Stored data
PR #1254, opened 2024-02-13
Adds `ignore_additional_tag_names` to tfe_workspace resource

brandonc:
## Description

A boolean value that, when set to true, allows additional unmanaged tags to be applied to this workspace outside of terraform without being overwritten by `tag_names` config. This creates exceptional behavior in terraform with respect to `tag_names` and is generally not recommended. But given that the alternative is to ignore all updates to tags after they are created, or not be able to mix unmanaged and managed tags at all, it seems like a reasonable feature until we separate the tag resource altogether

### DIFF
--- a/internal/provider/resource_tfe_workspace.go
+++ b/internal/provider/resource_tfe_workspace.go
@@ -209,6 +209,11 @@ func resourceTFEWorkspace() *schema.Resource {
 				Elem:     &schema.Schema{Type: schema.TypeString},
 			},
 
+			"ignore_additional_tag_names": {
+				Type:     schema.TypeBool,
+				Optional: true,
+			},
+
 			"terraform_version": {
 				Type:     schema.TypeString,
 				Optional: true,
@@ -529,8 +534,11 @@ func resourceTFEWorkspaceRead(d *schema.ResourceData, meta interface{}) error {
 	d.Set("agent_pool_id", agentPoolID)
 
 	var tagNames []interface{}
+	managedTags := d.Get("tag_names").(*schema.Set)
 	for _, tagName := range workspace.TagNames {
-		tagNames = append(tagNames, tagName)
+		if managedTags.Contains(tagName) || !d.Get("ignore_additional_tag_names").(bool) {
+			tagNames = append(tagNames, tagName)
+		}
 	}
 	d.Set("tag_names", tagNames)
 
--- a/CHANGELOG.md
+++ b/CHANGELOG.md
@@ -1,3 +1,8 @@
+## UNRELEASED
+
+FEATURES:
+* `r/tfe_workspace`: Add `ignore_additional_tag_names` which explicitly ignores tag_names _not_ defined by config to exist on the workspace without being overwritten when the resource is refreshed, by @brandonc and @mbillow
+
 ## v0.52.0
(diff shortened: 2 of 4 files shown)


ctrombley (approved):
Looks good.

internal/provider/resource_tfe_workspace.go
```diff
@@ -529,8 +534,11 @@ func resourceTFEWorkspaceRead(d *schema.ResourceData, meta interface{}) error {
 	d.Set("agent_pool_id", agentPoolID)
 
 	var tagNames []interface{}
+	managedTags := d.Get("tag_names").(*schema.Set)
```
Uk1288, line 537: Generally, worked as expected. A scenario which I came accross:

Step 1: Create 2 workspace each with `ignore_additional_tag_names` set to true/false like below and apply
```
# Expectation: should mutate/destroy all unmanaged tags ✅ 
resource "tfe_workspace" "from_false_to_true" {
  name                        = "workspace-from_false_to_true"
  organization                = "hashicorp"
  auto_apply                  = true
  tag_names                   = ["afoo", "abar"]
  ignore_additional_tag_names = false
}

# Expectation: should not change any unmanaged tags ✅ 
resource "tfe_workspace" "from_true_to_false" {
  name                        = "workspace-from_true_to_false"
  organization                = "hashicorp"
  auto_apply                  = true
  tag_names                   = ["bfoo", "bbar"]
  ignore_additional_tag_names = true
}
```

Step 2: add tag names to both workspaces using terraform cloud.
Step 3: run an apply, the workspaces tags are mutated as expected  as stated in the above expectation statements
Step 4: add tag names to both workspaces again using terraform cloud.
Step 5: change `ignore_additional_tag_names` to `true` in `tfe_workspace.from_false_to_true` and vice versa in `tfe_workspace.from_true_to_false`. The config should now look like this:

```
# Expectation: should not change any unmanaged tags ❌ 
resource "tfe_workspace" "from_false_to_true" {
  name                        = "workspace-from_false_to_true"
  organization                = "hashicorp"
  auto_apply                  = true
  tag_names                   = ["afoo", "abar"]
  ignore_additional_tag_names = true
}

# Expectation: should mutate/destroy all unmanaged tags  ❌ 
resource "tfe_workspace" "from_true_to_false" {
  name                        = "workspace-from_true_to_false"
  organization                = "hashicorp"
  auto_apply                  = true
  tag_names                   = ["bfoo", "bbar"]
  ignore_additional_tag_names = false
}
```
Step 6: apply the config.

Notice, that the apply uses previous values of `ignore_additional_tag_names` when deciding to ignore tag_names.
However, a second apply acts as expected, although unexpected tag_names would have been deleted. If tags are recreated, subsequent applies act as expected.

brandonc: Thanks for the repro instructions. I can summarize the issue like this: "the config value is ignored before it is applied because the value is used when reading (refreshing) the resource prior to the plan being generated".

I can not read the raw configuration values from this point in the provider lifecycle so I think we have to depend on the state value alone. I can put a note in the docs. I added "This value must be applied before is will be respected."

Uk1288 (approved):

PR #1267, opened 2024-02-28
[TF-13376] Refactor registry module delete method

laurenolivia:
## Description

The Registry Module `Delete` API deprecated and replaced three endpoints (see [docs](https://developer.hashicorp.com/terraform/enterprise/api-docs/private-registry/modules#delete-a-module)). This ticket is a follow-on, after refactoring the API calls in go-tfe ([PR](https://github.com/hashicorp/go-tfe/pull/847)) and releasing those changes in [v1.45.0](https://github.com/hashicorp/go-tfe/releases/tag/v1.45.0).

_Remember to:_

## Testing plan

1. Create two registry module resources
2.  Make `Name` attr for both resources identical
3.  Make `Provider` attr for both resources different
4.  Delete one registry module
5. Verify the resource was deleted

## External links

```

...
```

### DIFF
--- a/internal/provider/resource_tfe_registry_module.go
+++ b/internal/provider/resource_tfe_registry_module.go
@@ -10,6 +10,7 @@ package provider
 
 import (
 	"context"
+	"errors"
 	"fmt"
 	"log"
 	"strings"
@@ -414,15 +415,30 @@ func resourceTFERegistryModuleRead(d *schema.ResourceData, meta interface{}) err
 func resourceTFERegistryModuleDelete(d *schema.ResourceData, meta interface{}) error {
 	config := meta.(ConfiguredClient)
 
-	log.Printf("[DEBUG] Delete registry module: %s", d.Id())
-	organization := d.Get("organization").(string)
-	name := d.Get("name").(string)
-	err := config.Client.RegistryModules.Delete(ctx, organization, name)
-	if err != nil {
-		if err == tfe.ErrResourceNotFound {
-			return nil
+	// Fields required to delete registry module by provider
+	// To delete by name, Provider field is not required
+	rModID := tfe.RegistryModuleID{
+		Organization: d.Get("organization").(string),
+		Name:         d.Get("name").(string),
+		Provider:     d.Get("module_provider").(string),
+		Namespace:    d.Get("namespace").(string),
+		RegistryName: tfe.RegistryName(d.Get("registry_name").(string)),
+	}
+
+	if v, ok := d.GetOk("module_provider"); ok && v.(string) != "" {
+		log.Printf("[DEBUG] Delete registry module by provider: %s", d.Id())
+
+		err := config.Client.RegistryModules.DeleteProvider(ctx, rModID)
+		if err != nil && !errors.Is(err, tfe.ErrResourceNotFound) {
+			return fmt.Errorf("error deleting registry module provider: %w", err)
 		}
-		return fmt.Errorf("Error deleting registry module %s: %w", d.Id(), err)
+	} else {
+		log.Printf("[DEBUG] Delete registry module by name: %s", d.Id())
+
+		err := config.Client.RegistryModules.DeleteByName(ctx, rModID)
+		if err != nil && !errors.Is(err, tfe.ErrResourceNotFound) {
+			return fmt.Errorf("Error deleting registry module %s: %w", d.Id(), err)
+		}
 	}
 
 	return nil
--- a/internal/provider/resource_tfe_registry_module_test.go
+++ b/internal/provider/resource_tfe_registry_module_test.go
@@ -803,6 +803,7 @@ func TestAccTFERegistryModule_invalidWithRegistryNameAndNoModuleProvider(t *test
 		},
 	})
 }
+
 func testAccCheckTFERegistryModuleExists(n string, rmID tfe.RegistryModuleID, registryModule *tfe.RegistryModule) resource.TestCheckFunc {
 	return func(s *terraform.State) error {
 		config := testAccProvider.Meta().(ConfiguredClient)
--- a/CHANGELOG.md
+++ b/CHANGELOG.md
@@ -9,6 +9,9 @@ BUG FIXES:
 * `r/tfe_workspace`: Change the error message returned when a workspace cannot be safe-deleted to reflect that the error can happen when the latest state is still being processed @uturunku1 [1274](https://github.com/hashicorp/terraform-provider-tfe/pull/1274)
 
 
+ENHANCEMENTS:
+* `r/tfe_registry_module`: Update `Delete` method to call `DeleteByName` when `module_provider` is not present, and `DeleteProvider` when `module_provider` exists @laurenolivia[1267](https://github.com/hashicorp/terraform-provider-tfe/pull/1267)
+
 ## v0.52.0
 
 FEATURES:


internal/provider/resource_tfe_registry_module.go
```diff
@@ -416,15 +417,30 @@ func resourceTFERegistryModuleRead(d *schema.ResourceData, meta interface{}) err
...
+		Provider:     d.Get("module_provider").(string),
+		Namespace:    d.Get("namespace").(string),
+		RegistryName: tfe.RegistryName(d.Get("registry_name").(string)),
+	}
+
+	if v, ok := d.GetOk("module_provider"); ok && v.(string) != "" {
+		log.Printf("[DEBUG] Delete registry module by provider: %s", d.Id())
+
+		err := config.Client.RegistryModules.DeleteProvider(ctx, rModID)
+		if err != nil && errors.Is(err, tfe.ErrResourceNotFound) {
```
Uk1288, line 434:
```suggestion
		if err != nil && !errors.Is(err, tfe.ErrResourceNotFound) {
```

internal/provider/resource_tfe_registry_module.go
```diff
@@ -416,15 +417,30 @@ func resourceTFERegistryModuleRead(d *schema.ResourceData, meta interface{}) err
...
+			return fmt.Errorf("error deleting registry module provider: %w", err)
+		}
+	} else {
+		log.Printf("[DEBUG] Delete registry module by name: %s", d.Id())
+
+		err := config.Client.RegistryModules.DeleteByName(ctx, rModID)
+		if err != nil && errors.Is(err, tfe.ErrResourceNotFound) {
```
Uk1288, line 441:
```suggestion
		if err != nil && !errors.Is(err, tfe.ErrResourceNotFound) {
```

internal/provider/resource_tfe_registry_module_test.go
```diff
@@ -803,6 +805,107 @@ func TestAccTFERegistryModule_invalidWithRegistryNameAndNoModuleProvider(t *test
...
+						}, registryModule),
+					testAccCheckTFERegistryModuleExists("tfe_registry_module.baz",
+						tfe.RegistryModuleID{
+							Organization: orgName,
+							Provider:     expectedRegistryModuleAttributes.Provider,
+							Name:         expectedRegistryModuleAttributes.Name,
+							RegistryName: expectedRegistryModuleAttributes.RegistryName,
+							Namespace:    expectedRegistryModuleAttributes.Namespace,
+						}, registryModule),
+					testAccTFERegistryModule_deleteModuleProvider("tfe_registry_module.foo",
```
Uk1288, line 854: this check function seems to delete the registry module as opposed to checking for an expected condition, can you say more about this check?

internal/provider/resource_tfe_registry_module.go
brandonc: Good eye

internal/provider/resource_tfe_registry_module_test.go
laurenolivia: Yep, I interpreted the language here to mean I can use `Check` to make a custom API call. In this case, I am testing the `DeleteProvider` endpoint. Realizing `check the status of things` might only mean existence or not.
```
// Check is called after the Config is applied. Use this step to
// make your own API calls to check the status of things, and to
// inspect the format of the ResourceState itself.
```

internal/provider/resource_tfe_registry_module.go
```diff
@@ -416,15 +417,30 @@ func resourceTFERegistryModuleRead(d *schema.ResourceData, meta interface{}) err
...
+		err := config.Client.RegistryModules.DeleteProvider(ctx, rModID)
+		if err != nil && !errors.Is(err, tfe.ErrResourceNotFound) {
+			return fmt.Errorf("error deleting registry module provider: %w", err)
+		}
+	} else {
+		log.Printf("[DEBUG] Delete registry module by name: %s", d.Id())
+
+		err := config.Client.RegistryModules.DeleteByName(ctx, rModID)
+		if err != nil && !errors.Is(err, tfe.ErrResourceNotFound) {
+			return fmt.Errorf("Error deleting registry module %s: %w", d.Id(), err)
```
sebasslash, line 442: So I have some pretty strong opinions against mix & matching different endpoints within a single resource operation depending on the attributes defined. While it's totally possible to move forward with this, I would prefer not to introduce the footgun of having either `module_provider` defined resulting in "the specified provider for the given module is deleted along with all its versions" ([docs](https://developer.hashicorp.com/terraform/cloud-docs/api-docs/private-registry/modules#parameters-2)). Or, omitting the `module_provider` attribute which results in the entire module being deleted. 

With any specific Terraform resource, I expect providers to manage a single, real "thing"... be it a relationship between two API resources or the API resource itself. I'd prefer to avoid introducing side effects that can cause undesirable behavior. 

In my opinion, a better approach would be to add new `tfe_registry_module_version`, which manages a specific version for a module, and `tfe_registry_module_provider`, which manages a specific provider for a module. We can then leave this existing resource `tfe_registry_module` to manage the entire module. Each resource would then call one of the three possible delete endpoints for modules. 

cc @brandonc

sebasslash (changes requested):
Apologies, blocking following a pending discussion. ⬇️

internal/provider/resource_tfe_registry_module.go
laurenolivia: FWIW, the original intent of this PR was to fix a bug where the `Delete()` method was calling a deprecated endpoint (see [docs](https://developer.hashicorp.com/terraform/enterprise/api-docs/private-registry/modules#delete-a-module)). I think for the purpose of resolving that bug for the customer, we can address it by updating the Delete() method to call `DeleteByName` - and then separate any additional work into new tickets.

brandonc: We had an offline conversation and decided that, while it would be better to have discreet records, this is still a valuable bug fix

internal/provider/resource_tfe_registry_module_test.go
```diff
@@ -803,6 +803,27 @@ func TestAccTFERegistryModule_invalidWithRegistryNameAndNoModuleProvider(t *test
...
+
+func TestAccTFERegistryModule_deleteModuleProvider(t *testing.T) {
+	org, _ := setupDefaultOrganization(t)
+
+	resource.Test(t, resource.TestCase{
+		PreCheck: func() {
+			testAccPreCheck(t)
+		},
+		Providers:    testAccProviders,
+		CheckDestroy: testAccCheckTFERegistryModuleDestroy,
```
laurenolivia, line 815: A question that has come up is whether we need to build a test case where  resources are destroyed if we have `CheckDestroy`?

sebasslash, line 815: Given that each top-level acceptance test makes use of `resource.Test()` which executes `terraform destroy` as part of the test cleanup, ensuring there are no failures when `Delete()` is called, it feels somewhat redundant to test explicitly for a destroy. `testAccCheckTFERegistryModuleDestroy` is a check that more appropriately belongs in go-tfe integration tests.

sebasslash (approved):
Great work 👍

internal/provider/resource_tfe_registry_module_test.go
laurenolivia: Thanks @sebasslash and @uturunku1. In that case, let's avoid adding code we don't need, or creating tech debt. This was thoroughly tested in go-tfe, and after the merge I can monitor any incoming requests/bugs related to this refactor. 👍

internal/provider/resource_tfe_registry_module.go
```diff
@@ -414,15 +415,30 @@ func resourceTFERegistryModuleRead(d *schema.ResourceData, meta interface{}) err
...
+
+		err := config.Client.RegistryModules.DeleteProvider(ctx, rModID)
+		if err != nil && !errors.Is(err, tfe.ErrResourceNotFound) {
+			return fmt.Errorf("error deleting registry module provider: %w", err)
+		}
+	} else {
+		log.Printf("[DEBUG] Delete registry module by name: %s", d.Id())
+
+		err := config.Client.RegistryModules.DeleteByName(ctx, rModID)
+		if err != nil && !errors.Is(err, tfe.ErrResourceNotFound) {
```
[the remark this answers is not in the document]
laurenolivia: This is a check for err `!` + `tfe.ErrResourceNotFound`

sebasslash (approved):
Apologies. I completely missed the `!`.

PR #1296, opened 2024-03-25
Bump nightly instance job timeout to 20m

sebasslash:
Timeouts are resulting workflow failures since runs are taking longer than 10m to complete.


laurenolivia (approved):
Sure, let's try it.

PR #1330, opened 2024-04-23
Add Global Run Task support 

glennsarti:
## Description

This PR;

* Updates the workspace run task resource and datasource to deprecate the `stage` attribute
  in favour of the new `stages` attribute. This also includes a state version update
* Adds a new organization_run_task_global_settings resource and datasource for managing the
  global settings of a Run task. This does require the HCP Terraform/TFE instance to support
  global run tasks. The provider does attempt to error gracefully if a user is trying to use
  this feature if it's unsupported.

_Remember to:_

## Testing plan

Handled by acceptance tests

## External links

- [go-tfe documentation](https://github.com/hashicorp/go-tfe/pull/865)
- [API documentation](https://developer.hashicorp.com/terraform/cloud-docs/api-docs/run-tasks/run-tasks)

In this PR.

### DIFF
--- a/CHANGELOG.md
+++ b/CHANGELOG.md
@@ -4,6 +4,12 @@ FEATURES:
 * `r/tfe_team`: Add attribute `manage_agent_pools` to `organization_access` on `tfe_team` by @emlanctot [#1358](https://github.com/hashicorp/terraform-provider-tfe/pull/1358)
 * `r/tfe_workspace`: Add an `auto_destroy_activity_duration` attribute for automatic scheduling of auto-destroy runs based off of workspace activity, by @notchairmk [#1377](https://github.com/hashicorp/terraform-provider-tfe/pull/1377)
 * `d/tfe_workspace`: Add an `auto_destroy_activity_duration`, by @notchairmk [#1377](https://github.com/hashicorp/terraform-provider-tfe/pull/1377)
+* `d/tfe_organization_run_task_global_settings`: Add a datasource to retrieve the global settings of Run tasks, by @glennsarti [#1328](https://github.com/hashicorp/terraform-provider-tfe/pull/1330)
+* `r/tfe_organization_run_task_global_settings`: Add a resource to manage the global settings of Run tasks, by @glennsarti [#1328](https://github.com/hashicorp/terraform-provider-tfe/pull/1330)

**Assignment**
Across all the records above, find each line with "single" in it and copy it.

**Answer to this task**
sebasslash, line 442: So I have some pretty strong opinions against mix & matching different endpoints within a single resource operation depending on the attributes defined. While it's totally possible to move forward with this, I would prefer not to introduce the footgun of having either `module_provider` defined resulting in "the specified provider for the given module is deleted along with all its versions" ([docs](https://developer.hashicorp.com/terraform/cloud-docs/api-docs/private-registry/modules#parameters-2)). Or, omitting the `module_provider` attribute which results in the entire module being deleted. 
With any specific Terraform resource, I expect providers to manage a single, real "thing"... be it a relationship between two API resources or the API resource itself. I'd prefer to avoid introducing side effects that can cause undesirable behavior. 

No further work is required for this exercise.